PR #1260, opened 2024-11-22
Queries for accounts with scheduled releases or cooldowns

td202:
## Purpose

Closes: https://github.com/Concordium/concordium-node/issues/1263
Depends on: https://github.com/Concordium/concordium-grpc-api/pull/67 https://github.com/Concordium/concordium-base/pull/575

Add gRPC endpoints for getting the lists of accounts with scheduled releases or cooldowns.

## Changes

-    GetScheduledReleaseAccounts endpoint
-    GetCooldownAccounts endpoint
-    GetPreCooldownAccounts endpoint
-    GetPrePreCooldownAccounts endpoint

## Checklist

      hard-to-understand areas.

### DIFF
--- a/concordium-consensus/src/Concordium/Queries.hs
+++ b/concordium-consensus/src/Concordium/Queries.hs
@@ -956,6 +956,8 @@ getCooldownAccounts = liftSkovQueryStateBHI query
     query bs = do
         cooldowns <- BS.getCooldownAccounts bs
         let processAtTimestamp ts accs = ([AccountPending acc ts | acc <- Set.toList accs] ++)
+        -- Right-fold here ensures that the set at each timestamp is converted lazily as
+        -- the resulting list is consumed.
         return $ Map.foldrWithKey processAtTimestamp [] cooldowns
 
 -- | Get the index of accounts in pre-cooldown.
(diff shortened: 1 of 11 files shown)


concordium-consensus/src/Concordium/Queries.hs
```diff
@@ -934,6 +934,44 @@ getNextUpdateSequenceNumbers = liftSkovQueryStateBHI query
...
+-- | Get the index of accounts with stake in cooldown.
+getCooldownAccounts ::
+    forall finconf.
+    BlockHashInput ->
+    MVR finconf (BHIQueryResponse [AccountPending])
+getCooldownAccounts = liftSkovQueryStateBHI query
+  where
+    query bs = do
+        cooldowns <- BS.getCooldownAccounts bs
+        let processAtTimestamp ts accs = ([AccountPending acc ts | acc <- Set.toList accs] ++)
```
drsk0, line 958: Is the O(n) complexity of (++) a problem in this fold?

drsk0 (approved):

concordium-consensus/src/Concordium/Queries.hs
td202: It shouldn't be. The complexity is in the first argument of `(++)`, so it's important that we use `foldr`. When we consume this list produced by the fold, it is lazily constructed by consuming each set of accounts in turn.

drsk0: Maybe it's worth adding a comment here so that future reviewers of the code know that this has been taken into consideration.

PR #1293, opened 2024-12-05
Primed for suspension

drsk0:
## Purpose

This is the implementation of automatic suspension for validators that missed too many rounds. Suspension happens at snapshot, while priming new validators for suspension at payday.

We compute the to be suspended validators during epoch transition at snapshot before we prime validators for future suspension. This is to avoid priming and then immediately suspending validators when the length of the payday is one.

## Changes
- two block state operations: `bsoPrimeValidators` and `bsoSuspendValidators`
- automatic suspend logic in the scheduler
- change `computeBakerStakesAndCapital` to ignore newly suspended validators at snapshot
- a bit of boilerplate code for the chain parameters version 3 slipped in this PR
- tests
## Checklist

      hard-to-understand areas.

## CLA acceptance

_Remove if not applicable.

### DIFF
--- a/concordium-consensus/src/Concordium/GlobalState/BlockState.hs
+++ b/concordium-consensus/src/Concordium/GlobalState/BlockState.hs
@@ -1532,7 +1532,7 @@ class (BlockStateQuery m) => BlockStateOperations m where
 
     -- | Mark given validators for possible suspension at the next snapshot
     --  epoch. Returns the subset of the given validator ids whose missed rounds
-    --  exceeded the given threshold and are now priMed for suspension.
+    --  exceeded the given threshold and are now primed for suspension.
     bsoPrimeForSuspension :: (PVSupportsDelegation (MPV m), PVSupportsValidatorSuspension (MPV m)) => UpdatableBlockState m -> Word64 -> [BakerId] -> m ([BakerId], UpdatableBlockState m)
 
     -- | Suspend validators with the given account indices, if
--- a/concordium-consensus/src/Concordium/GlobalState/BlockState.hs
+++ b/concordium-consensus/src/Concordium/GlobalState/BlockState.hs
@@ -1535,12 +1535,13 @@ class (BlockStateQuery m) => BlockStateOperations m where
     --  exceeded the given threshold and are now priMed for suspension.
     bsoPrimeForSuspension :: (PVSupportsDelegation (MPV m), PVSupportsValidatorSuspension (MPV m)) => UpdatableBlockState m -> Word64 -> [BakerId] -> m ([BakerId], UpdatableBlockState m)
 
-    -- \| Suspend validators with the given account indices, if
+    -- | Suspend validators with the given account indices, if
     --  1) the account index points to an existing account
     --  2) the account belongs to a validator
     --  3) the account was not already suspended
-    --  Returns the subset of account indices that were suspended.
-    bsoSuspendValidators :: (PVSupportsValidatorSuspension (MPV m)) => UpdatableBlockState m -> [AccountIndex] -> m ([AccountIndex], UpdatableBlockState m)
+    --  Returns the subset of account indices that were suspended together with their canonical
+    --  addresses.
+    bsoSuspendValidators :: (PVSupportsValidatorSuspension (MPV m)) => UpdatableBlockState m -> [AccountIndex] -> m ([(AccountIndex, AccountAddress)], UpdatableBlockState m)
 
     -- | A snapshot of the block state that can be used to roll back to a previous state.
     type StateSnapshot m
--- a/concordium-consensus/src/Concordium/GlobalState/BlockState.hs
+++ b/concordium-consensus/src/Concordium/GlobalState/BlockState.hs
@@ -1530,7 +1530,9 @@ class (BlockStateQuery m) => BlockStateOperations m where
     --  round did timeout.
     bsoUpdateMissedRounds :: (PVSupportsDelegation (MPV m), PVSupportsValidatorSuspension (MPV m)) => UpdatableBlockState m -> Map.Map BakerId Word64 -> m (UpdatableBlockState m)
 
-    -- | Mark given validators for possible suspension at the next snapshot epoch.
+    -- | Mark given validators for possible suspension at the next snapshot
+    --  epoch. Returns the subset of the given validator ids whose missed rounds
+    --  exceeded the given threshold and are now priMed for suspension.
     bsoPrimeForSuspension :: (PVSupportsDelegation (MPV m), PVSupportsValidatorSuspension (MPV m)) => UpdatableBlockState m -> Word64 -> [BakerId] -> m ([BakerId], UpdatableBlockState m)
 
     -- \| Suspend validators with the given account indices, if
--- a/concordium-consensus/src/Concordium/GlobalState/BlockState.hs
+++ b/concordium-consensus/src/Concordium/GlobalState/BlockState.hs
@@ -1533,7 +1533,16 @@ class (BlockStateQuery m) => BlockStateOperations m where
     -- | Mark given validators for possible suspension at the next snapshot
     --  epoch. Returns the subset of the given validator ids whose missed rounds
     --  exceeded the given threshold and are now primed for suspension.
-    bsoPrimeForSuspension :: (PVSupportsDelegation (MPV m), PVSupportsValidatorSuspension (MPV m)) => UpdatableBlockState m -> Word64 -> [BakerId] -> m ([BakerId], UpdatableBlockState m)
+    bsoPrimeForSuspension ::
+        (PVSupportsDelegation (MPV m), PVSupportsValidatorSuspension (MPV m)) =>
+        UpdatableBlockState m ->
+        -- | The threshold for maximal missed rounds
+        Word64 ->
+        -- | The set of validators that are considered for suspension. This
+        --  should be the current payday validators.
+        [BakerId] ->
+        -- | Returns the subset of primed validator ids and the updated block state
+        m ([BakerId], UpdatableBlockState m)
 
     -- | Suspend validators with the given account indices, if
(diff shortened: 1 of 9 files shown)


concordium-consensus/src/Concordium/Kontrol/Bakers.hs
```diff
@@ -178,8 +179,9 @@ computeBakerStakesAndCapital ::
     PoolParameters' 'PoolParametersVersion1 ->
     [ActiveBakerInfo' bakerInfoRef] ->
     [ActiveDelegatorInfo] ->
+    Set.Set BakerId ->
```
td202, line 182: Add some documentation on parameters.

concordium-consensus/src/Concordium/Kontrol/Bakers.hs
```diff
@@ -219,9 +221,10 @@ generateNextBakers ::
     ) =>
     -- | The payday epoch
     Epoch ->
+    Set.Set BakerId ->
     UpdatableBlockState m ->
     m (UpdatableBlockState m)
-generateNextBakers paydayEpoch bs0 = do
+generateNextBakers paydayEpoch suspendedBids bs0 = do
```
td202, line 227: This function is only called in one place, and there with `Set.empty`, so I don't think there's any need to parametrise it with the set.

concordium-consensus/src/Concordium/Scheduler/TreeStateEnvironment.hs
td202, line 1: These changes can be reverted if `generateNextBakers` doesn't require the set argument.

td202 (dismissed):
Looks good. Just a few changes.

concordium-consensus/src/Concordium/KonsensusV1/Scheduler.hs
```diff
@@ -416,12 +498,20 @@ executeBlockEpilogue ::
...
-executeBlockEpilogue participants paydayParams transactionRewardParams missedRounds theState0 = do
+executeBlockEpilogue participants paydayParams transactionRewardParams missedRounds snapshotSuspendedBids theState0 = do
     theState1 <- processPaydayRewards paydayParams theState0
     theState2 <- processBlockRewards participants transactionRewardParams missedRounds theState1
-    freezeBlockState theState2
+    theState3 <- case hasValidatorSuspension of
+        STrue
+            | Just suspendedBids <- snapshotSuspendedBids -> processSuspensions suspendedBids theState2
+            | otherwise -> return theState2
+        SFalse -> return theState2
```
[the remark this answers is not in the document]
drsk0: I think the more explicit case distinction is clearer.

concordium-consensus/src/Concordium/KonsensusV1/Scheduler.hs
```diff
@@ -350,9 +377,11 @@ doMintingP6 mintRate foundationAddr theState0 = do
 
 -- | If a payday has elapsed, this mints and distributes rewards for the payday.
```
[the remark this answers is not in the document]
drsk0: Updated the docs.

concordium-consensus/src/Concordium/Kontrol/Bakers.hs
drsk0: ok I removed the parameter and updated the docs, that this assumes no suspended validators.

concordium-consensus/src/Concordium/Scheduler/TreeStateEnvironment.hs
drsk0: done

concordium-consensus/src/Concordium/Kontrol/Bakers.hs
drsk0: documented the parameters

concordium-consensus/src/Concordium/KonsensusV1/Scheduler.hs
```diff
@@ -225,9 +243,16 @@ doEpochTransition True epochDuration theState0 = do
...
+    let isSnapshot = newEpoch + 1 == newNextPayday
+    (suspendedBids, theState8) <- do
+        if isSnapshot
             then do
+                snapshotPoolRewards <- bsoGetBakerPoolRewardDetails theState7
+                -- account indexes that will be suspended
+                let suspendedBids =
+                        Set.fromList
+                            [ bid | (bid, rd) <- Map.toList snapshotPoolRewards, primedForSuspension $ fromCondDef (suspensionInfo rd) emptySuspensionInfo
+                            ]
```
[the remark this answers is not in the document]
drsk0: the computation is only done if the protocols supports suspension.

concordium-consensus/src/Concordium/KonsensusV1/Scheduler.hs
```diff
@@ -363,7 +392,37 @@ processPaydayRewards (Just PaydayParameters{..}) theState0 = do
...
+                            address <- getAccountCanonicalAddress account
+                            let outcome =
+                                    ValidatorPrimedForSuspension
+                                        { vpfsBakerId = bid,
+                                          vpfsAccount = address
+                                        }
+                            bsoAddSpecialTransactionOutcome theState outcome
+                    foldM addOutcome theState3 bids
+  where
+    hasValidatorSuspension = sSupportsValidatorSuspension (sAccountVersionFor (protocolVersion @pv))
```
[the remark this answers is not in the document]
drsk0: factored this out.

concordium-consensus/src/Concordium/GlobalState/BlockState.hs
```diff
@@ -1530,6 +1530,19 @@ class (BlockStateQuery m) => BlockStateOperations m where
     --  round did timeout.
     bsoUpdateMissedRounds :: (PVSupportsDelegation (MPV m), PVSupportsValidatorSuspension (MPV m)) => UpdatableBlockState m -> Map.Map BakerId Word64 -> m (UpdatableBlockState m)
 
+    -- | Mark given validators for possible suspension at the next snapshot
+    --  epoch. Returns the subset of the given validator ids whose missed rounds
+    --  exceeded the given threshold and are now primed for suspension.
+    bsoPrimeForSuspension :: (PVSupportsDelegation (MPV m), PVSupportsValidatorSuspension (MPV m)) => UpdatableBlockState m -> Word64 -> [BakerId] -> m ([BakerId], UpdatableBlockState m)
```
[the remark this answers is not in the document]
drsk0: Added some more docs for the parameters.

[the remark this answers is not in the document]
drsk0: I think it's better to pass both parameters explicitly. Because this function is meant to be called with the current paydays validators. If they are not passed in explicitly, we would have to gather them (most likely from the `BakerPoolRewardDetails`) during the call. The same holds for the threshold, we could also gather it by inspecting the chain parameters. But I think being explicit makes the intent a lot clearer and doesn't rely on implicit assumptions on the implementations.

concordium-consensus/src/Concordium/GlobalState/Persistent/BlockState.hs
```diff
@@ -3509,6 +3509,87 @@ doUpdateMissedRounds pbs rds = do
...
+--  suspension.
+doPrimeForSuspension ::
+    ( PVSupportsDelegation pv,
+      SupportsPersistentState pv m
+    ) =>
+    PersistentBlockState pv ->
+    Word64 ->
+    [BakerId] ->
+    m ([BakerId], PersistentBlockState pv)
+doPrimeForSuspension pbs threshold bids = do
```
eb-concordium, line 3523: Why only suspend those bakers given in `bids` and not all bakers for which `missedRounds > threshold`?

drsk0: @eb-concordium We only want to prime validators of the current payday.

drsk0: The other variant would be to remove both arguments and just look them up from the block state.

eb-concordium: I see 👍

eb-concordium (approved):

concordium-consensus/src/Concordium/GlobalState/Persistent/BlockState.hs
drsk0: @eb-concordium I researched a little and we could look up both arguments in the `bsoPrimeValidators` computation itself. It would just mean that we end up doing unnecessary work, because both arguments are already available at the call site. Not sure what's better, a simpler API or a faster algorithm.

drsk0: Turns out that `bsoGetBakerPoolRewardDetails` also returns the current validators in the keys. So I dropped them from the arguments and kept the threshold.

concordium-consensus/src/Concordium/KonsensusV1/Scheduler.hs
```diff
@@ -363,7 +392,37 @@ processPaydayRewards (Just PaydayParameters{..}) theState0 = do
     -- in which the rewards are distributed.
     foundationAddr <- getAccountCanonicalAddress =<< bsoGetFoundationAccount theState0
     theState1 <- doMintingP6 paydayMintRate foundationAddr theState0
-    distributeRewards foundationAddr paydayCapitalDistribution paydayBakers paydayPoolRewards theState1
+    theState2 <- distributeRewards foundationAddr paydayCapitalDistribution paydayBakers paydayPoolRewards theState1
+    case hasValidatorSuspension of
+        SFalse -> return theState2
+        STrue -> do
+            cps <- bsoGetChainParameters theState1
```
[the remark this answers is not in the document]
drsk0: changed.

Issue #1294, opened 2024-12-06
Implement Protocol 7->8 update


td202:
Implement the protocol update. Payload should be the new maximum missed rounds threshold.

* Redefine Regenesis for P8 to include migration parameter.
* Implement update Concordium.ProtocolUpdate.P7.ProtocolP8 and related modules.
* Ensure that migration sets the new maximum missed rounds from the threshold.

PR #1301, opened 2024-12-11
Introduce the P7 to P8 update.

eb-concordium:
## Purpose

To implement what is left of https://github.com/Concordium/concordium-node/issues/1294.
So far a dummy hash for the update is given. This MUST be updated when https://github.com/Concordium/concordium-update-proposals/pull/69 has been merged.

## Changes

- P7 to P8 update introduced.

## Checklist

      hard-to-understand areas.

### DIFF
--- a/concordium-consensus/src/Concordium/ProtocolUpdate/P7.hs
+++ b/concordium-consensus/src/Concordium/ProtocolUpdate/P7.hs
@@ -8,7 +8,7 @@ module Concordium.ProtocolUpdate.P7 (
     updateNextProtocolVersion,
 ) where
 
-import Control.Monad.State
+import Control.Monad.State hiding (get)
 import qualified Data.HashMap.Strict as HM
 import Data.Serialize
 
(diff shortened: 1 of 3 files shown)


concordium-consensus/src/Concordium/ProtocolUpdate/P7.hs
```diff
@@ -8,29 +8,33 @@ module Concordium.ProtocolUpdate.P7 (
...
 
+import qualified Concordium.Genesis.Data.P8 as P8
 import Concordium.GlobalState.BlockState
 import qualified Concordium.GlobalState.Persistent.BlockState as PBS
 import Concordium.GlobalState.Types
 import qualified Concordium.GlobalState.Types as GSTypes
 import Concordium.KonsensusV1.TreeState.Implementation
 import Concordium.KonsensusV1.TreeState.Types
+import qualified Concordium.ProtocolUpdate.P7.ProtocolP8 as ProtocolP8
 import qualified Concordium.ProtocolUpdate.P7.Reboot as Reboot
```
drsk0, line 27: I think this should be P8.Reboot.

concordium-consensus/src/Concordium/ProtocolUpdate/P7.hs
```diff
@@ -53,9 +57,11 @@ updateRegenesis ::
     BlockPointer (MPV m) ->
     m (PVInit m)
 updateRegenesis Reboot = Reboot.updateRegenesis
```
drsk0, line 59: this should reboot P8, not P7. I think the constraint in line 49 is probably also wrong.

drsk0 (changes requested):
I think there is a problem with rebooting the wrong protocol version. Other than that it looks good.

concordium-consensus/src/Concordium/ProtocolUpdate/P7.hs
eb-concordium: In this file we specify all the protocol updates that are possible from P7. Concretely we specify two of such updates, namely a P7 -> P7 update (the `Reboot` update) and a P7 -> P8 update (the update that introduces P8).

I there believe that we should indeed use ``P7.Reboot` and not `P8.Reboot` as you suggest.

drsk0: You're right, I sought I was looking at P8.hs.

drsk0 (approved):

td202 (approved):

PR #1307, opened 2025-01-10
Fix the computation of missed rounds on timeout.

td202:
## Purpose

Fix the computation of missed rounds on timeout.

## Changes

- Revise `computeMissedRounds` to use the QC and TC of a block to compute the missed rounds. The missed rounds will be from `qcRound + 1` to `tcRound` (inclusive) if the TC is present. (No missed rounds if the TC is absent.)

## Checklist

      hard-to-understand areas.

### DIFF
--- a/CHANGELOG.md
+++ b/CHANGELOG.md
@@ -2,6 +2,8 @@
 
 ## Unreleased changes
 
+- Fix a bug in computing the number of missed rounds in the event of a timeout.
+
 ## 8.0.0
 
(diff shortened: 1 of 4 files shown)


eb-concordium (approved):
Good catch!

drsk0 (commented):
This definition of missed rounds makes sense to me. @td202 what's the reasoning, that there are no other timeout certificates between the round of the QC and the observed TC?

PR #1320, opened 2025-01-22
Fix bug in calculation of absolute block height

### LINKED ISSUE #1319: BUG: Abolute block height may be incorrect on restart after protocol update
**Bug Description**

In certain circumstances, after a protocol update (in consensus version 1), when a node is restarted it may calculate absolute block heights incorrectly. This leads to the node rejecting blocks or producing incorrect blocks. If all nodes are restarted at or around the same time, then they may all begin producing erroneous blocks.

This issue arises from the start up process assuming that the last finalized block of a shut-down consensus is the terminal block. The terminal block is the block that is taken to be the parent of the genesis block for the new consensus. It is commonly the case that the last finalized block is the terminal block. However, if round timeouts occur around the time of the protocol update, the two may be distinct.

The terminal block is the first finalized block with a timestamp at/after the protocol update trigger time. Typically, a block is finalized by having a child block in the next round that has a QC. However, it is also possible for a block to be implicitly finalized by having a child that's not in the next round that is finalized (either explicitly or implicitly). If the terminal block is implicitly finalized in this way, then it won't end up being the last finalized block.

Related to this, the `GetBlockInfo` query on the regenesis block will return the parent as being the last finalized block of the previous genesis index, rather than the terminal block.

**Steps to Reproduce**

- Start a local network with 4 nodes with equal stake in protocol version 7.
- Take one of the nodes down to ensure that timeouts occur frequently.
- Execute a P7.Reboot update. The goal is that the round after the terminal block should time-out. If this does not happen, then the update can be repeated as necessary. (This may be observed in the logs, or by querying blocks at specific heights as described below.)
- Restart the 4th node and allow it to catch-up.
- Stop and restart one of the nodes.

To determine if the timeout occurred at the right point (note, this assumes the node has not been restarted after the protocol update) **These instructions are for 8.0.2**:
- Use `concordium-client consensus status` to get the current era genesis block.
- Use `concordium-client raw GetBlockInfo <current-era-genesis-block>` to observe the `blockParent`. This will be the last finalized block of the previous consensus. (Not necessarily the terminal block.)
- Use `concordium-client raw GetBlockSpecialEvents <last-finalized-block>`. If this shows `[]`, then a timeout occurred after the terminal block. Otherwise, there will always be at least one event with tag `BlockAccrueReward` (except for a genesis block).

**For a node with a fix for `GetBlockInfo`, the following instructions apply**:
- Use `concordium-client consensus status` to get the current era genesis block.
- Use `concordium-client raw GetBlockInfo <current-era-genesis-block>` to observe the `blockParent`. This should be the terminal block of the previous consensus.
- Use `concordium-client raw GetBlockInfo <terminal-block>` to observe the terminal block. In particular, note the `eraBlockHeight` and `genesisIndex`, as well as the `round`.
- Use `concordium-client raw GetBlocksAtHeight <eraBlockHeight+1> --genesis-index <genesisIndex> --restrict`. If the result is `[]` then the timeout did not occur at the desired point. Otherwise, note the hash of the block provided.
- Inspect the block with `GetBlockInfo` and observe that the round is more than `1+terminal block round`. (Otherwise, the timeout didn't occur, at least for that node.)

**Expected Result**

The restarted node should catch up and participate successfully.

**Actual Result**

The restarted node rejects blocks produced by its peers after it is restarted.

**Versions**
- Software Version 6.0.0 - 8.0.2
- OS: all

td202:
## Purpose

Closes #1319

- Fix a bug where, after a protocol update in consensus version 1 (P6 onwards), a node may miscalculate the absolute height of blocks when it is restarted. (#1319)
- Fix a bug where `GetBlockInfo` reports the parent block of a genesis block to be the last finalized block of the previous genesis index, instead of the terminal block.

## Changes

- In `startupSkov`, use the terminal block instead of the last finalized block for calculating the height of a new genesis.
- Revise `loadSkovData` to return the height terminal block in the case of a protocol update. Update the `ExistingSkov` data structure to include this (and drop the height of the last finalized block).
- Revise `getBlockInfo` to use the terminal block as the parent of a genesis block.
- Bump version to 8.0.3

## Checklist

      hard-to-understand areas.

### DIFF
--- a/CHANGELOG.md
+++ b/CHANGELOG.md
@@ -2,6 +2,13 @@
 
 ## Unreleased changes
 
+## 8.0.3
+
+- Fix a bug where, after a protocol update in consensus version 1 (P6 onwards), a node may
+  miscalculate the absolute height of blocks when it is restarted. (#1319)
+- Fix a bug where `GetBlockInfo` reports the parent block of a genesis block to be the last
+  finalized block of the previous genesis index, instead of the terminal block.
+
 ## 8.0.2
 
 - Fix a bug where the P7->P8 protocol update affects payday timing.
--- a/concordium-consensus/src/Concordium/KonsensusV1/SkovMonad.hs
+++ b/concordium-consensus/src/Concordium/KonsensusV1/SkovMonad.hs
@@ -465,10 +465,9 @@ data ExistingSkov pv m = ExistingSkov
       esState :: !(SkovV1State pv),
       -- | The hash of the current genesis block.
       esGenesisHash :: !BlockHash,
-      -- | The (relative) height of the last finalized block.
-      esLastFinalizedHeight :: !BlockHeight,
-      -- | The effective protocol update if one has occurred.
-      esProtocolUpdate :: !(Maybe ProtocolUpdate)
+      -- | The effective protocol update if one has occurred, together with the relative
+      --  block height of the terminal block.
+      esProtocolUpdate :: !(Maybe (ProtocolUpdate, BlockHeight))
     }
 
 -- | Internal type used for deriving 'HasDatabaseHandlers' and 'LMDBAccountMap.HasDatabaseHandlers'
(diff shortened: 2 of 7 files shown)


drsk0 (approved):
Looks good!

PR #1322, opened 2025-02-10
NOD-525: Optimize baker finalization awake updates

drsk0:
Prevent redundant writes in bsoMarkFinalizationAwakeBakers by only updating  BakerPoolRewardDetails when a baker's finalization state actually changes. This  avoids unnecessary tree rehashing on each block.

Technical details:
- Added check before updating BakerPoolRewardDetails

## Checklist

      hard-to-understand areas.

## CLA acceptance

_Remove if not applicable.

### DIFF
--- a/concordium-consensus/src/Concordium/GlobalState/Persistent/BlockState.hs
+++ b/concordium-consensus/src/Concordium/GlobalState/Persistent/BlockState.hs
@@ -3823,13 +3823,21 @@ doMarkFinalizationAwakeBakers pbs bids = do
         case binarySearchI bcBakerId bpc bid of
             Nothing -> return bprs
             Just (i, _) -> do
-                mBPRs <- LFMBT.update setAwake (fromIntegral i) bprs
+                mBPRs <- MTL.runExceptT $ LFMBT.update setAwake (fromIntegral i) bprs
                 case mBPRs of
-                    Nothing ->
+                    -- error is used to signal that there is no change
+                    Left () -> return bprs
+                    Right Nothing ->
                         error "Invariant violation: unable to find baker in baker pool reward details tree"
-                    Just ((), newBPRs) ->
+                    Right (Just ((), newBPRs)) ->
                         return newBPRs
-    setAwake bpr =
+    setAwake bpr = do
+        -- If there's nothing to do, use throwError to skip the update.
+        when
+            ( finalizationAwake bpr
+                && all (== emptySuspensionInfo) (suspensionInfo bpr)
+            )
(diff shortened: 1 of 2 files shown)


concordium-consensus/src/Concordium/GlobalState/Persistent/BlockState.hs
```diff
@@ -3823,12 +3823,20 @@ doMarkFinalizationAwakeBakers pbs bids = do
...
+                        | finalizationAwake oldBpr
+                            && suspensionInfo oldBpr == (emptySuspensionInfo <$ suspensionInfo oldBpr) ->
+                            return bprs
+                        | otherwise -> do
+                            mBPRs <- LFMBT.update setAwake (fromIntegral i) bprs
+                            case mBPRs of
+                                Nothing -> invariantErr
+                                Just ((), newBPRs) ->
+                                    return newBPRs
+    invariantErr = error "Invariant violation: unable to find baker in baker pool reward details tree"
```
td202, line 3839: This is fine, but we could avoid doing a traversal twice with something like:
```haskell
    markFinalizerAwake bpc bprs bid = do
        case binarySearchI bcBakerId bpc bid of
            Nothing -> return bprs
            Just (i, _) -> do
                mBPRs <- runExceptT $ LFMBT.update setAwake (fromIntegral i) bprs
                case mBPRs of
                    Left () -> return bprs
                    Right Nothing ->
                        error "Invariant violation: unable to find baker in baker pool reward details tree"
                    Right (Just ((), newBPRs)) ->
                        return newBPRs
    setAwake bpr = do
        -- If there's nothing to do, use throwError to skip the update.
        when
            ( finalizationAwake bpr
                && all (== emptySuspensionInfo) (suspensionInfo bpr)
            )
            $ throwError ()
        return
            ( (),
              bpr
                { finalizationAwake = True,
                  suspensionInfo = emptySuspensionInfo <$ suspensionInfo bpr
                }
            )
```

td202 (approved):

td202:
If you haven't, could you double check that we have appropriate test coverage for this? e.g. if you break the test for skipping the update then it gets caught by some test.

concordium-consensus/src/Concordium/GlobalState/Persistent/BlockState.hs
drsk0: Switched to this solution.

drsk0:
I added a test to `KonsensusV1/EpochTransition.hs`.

= Activity =
Could you return exactly the stretch of the data above that starts at the line with "the terminal block.)" and ends at the line with "a genesis block).", both lines included?

= Completed exercise =
- Use `concordium-client raw GetBlockInfo <current-era-genesis-block>` to observe the `blockParent`. This will be the last finalized block of the previous consensus. (Not necessarily the terminal block.)
- Use `concordium-client raw GetBlockSpecialEvents <last-finalized-block>`. If this shows `[]`, then a timeout occurred after the terminal block. Otherwise, there will always be at least one event with tag `BlockAccrueReward` (except for a genesis block).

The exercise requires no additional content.